> Problem
Exactly as they appear below, repeat the lines from the one with "PR #251, opened 2019-04-04" through the one with "# column name otherwise", and no others.

[Items from a dataset]
:::::

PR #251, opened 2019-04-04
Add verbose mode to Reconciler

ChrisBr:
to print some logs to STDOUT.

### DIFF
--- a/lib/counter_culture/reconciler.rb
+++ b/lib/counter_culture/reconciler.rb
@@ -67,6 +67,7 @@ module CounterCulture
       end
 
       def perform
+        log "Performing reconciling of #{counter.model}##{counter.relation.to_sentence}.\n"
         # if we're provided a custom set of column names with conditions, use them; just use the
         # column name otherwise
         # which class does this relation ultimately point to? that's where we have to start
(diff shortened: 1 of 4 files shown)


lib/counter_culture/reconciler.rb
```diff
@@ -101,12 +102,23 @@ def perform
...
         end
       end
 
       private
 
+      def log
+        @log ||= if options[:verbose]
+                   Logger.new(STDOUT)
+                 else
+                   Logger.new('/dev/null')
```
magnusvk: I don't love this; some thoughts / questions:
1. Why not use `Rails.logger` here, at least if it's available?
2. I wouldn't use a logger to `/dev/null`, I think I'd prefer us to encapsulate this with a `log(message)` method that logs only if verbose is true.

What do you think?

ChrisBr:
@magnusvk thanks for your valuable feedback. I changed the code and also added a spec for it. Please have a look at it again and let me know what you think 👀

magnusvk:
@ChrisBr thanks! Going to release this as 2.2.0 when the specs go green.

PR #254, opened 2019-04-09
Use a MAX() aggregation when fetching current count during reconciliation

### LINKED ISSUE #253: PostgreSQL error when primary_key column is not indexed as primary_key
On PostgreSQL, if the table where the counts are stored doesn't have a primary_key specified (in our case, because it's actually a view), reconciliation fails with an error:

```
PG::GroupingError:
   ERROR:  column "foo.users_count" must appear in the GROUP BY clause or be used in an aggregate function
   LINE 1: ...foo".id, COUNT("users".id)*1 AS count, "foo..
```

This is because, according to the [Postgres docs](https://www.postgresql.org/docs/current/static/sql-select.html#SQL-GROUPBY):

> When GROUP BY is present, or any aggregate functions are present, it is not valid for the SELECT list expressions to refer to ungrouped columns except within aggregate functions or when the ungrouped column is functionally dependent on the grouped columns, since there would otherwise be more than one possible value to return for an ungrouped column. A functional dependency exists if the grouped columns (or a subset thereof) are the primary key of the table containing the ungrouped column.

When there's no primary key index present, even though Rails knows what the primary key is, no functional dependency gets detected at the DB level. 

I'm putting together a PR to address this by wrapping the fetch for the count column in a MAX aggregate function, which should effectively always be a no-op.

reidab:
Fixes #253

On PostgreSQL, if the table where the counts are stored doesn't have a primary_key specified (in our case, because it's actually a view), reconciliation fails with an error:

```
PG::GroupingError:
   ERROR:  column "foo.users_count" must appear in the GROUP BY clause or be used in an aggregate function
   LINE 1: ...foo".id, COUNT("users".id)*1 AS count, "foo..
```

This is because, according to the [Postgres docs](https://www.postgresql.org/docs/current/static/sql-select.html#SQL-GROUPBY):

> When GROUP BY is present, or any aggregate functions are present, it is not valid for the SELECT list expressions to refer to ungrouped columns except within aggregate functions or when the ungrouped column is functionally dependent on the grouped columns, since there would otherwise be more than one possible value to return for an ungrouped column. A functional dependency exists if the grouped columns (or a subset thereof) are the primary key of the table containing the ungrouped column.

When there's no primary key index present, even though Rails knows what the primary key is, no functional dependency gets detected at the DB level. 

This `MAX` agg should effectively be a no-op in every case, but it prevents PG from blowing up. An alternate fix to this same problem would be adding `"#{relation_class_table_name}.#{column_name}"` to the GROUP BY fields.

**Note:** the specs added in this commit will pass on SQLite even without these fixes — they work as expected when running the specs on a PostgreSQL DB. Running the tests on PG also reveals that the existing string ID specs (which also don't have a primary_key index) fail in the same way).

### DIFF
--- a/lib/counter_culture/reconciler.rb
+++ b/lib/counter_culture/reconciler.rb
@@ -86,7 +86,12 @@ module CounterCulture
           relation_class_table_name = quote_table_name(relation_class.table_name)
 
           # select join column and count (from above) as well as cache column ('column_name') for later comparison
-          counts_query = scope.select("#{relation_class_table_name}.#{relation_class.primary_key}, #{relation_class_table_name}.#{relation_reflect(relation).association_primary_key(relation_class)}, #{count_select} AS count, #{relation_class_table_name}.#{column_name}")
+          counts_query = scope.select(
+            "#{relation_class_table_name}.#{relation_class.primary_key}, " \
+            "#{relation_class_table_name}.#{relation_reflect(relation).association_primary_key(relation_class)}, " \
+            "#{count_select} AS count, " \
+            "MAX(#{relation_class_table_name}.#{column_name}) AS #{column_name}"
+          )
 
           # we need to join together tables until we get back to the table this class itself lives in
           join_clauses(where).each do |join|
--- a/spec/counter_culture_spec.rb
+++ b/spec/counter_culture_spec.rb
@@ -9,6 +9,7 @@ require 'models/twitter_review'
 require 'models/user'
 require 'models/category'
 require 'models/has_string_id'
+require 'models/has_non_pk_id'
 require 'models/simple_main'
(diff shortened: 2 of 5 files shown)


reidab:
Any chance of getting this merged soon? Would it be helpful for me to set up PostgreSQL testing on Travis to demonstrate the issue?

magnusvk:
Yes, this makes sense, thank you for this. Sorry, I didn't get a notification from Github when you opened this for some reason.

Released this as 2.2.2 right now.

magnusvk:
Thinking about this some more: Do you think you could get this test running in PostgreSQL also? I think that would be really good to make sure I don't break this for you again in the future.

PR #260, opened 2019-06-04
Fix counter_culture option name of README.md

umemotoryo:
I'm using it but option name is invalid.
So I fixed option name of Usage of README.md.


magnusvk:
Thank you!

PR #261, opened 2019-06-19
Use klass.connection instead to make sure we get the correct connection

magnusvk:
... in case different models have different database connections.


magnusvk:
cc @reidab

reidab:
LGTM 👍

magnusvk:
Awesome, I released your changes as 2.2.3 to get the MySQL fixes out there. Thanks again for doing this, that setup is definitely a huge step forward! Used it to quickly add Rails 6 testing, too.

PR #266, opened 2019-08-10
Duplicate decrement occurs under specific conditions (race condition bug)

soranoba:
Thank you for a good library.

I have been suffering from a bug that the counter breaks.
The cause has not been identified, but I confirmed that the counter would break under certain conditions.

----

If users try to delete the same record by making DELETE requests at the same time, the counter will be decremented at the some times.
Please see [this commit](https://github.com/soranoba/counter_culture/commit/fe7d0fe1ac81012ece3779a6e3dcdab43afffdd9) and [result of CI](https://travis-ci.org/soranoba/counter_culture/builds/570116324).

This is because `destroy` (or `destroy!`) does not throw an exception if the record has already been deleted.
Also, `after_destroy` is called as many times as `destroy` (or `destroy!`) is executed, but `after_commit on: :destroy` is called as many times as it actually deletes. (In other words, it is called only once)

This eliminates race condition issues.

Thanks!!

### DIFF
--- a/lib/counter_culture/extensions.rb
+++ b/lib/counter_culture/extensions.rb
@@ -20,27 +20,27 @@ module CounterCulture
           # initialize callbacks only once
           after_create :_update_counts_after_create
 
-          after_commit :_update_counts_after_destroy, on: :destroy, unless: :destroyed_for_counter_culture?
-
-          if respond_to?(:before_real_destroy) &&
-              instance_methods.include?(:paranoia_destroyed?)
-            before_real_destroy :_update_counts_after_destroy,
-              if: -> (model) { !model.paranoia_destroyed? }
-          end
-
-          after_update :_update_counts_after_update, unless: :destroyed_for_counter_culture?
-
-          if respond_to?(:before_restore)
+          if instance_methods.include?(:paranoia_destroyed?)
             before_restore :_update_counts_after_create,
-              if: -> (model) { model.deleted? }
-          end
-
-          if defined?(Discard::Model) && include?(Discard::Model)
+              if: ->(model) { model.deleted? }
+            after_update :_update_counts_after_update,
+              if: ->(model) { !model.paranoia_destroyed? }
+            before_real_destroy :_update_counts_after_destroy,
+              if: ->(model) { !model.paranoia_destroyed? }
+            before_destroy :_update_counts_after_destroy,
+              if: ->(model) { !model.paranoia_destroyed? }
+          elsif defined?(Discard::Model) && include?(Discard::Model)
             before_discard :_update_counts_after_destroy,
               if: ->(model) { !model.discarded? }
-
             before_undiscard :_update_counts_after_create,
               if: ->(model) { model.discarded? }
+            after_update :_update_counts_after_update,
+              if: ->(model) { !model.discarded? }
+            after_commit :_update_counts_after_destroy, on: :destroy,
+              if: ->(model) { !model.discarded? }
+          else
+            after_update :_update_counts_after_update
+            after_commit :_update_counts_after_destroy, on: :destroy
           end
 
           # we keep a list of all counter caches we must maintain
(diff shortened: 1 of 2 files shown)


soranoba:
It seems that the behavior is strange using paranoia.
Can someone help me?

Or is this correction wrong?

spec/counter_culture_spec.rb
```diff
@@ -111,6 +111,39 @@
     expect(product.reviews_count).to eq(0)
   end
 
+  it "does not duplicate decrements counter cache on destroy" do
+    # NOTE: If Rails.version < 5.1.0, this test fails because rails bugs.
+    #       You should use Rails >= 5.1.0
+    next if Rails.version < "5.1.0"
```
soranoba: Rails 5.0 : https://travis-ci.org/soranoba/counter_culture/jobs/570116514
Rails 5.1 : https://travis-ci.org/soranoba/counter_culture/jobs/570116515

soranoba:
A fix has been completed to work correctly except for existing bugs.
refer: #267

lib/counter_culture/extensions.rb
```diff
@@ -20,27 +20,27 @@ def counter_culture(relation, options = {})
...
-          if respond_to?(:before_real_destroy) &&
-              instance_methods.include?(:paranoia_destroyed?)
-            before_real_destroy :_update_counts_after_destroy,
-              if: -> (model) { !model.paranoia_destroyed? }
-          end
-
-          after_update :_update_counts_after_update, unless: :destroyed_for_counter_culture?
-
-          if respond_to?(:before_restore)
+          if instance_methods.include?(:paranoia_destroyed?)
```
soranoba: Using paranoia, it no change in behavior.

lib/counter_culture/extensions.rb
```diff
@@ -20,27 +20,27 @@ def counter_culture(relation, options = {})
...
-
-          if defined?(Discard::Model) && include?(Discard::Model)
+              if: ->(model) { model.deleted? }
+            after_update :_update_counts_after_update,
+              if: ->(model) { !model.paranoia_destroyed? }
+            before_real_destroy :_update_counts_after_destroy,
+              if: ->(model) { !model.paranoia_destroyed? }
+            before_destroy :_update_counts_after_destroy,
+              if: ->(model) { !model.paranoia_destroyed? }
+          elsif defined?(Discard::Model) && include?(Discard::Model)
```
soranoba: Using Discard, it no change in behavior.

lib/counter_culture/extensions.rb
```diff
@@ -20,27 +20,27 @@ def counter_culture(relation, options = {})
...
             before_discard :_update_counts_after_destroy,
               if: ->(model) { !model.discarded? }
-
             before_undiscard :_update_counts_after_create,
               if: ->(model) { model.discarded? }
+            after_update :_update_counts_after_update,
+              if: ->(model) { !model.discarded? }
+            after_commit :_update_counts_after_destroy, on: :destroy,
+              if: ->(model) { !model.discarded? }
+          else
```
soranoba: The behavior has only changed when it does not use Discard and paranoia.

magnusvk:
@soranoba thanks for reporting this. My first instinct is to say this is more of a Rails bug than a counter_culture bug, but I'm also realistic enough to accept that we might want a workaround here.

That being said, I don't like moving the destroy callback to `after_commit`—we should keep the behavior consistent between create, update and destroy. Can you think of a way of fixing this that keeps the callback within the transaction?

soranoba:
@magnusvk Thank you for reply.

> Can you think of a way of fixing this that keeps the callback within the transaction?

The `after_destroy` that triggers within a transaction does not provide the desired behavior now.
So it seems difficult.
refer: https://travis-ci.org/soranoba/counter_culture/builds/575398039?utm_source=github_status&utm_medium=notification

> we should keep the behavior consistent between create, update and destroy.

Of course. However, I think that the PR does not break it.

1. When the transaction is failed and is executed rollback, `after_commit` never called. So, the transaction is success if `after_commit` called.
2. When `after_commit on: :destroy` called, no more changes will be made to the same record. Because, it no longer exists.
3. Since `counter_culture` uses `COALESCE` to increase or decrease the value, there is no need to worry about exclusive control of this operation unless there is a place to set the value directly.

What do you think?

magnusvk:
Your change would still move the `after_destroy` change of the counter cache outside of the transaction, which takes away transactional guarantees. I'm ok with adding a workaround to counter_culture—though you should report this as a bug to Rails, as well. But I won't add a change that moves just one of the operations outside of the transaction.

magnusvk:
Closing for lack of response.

:::::

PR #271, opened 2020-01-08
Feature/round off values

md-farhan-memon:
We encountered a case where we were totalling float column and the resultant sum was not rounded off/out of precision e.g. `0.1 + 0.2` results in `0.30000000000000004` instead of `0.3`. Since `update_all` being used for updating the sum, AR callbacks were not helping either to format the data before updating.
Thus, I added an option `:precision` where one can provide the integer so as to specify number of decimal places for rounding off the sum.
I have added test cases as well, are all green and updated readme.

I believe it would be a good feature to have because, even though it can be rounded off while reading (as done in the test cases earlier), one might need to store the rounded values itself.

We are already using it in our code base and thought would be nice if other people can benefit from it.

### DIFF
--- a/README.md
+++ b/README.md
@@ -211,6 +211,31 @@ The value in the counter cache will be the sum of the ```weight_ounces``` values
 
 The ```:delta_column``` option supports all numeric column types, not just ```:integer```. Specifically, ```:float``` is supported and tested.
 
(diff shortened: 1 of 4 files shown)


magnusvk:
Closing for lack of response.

:::::

> The answer
PR #251, opened 2019-04-04
Add verbose mode to Reconciler

ChrisBr:
to print some logs to STDOUT.

### DIFF
--- a/lib/counter_culture/reconciler.rb
+++ b/lib/counter_culture/reconciler.rb
@@ -67,6 +67,7 @@ module CounterCulture
       end
 
       def perform
+        log "Performing reconciling of #{counter.model}##{counter.relation.to_sentence}.\n"
         # if we're provided a custom set of column names with conditions, use them; just use the
         # column name otherwise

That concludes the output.